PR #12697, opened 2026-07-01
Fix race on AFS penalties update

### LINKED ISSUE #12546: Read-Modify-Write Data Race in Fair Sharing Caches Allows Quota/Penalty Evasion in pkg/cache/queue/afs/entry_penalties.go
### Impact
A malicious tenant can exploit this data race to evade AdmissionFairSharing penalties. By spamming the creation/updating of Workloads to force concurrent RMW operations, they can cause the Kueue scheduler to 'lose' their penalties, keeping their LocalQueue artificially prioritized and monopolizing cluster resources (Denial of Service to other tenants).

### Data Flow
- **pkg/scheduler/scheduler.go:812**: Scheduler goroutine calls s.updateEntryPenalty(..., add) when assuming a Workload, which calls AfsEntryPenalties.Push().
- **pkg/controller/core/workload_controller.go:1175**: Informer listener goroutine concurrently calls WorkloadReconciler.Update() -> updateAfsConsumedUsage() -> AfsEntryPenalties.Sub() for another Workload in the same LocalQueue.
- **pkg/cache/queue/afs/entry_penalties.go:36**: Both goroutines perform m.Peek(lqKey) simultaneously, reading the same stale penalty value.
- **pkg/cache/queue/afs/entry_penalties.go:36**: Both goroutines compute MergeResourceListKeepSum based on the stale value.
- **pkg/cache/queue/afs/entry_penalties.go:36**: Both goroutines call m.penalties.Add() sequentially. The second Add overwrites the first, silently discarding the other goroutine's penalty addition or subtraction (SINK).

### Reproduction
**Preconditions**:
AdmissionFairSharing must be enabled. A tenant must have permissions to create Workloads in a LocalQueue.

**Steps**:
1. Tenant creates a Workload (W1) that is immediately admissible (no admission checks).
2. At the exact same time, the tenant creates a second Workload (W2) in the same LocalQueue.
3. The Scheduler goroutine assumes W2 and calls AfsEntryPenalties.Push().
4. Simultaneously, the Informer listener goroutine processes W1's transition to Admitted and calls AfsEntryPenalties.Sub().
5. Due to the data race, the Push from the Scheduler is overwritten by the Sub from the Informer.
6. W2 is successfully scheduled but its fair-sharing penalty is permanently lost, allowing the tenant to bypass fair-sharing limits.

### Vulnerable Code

» Work required: From the records above, return each line that includes "Informer".

» Written answer:
- **pkg/controller/core/workload_controller.go:1175**: Informer listener goroutine concurrently calls WorkloadReconciler.Update() -> updateAfsConsumedUsage() -> AfsEntryPenalties.Sub() for another Workload in the same LocalQueue.
4. Simultaneously, the Informer listener goroutine processes W1's transition to Admitted and calls AfsEntryPenalties.Sub().
5. Due to the data race, the Push from the Scheduler is overwritten by the Sub from the Informer.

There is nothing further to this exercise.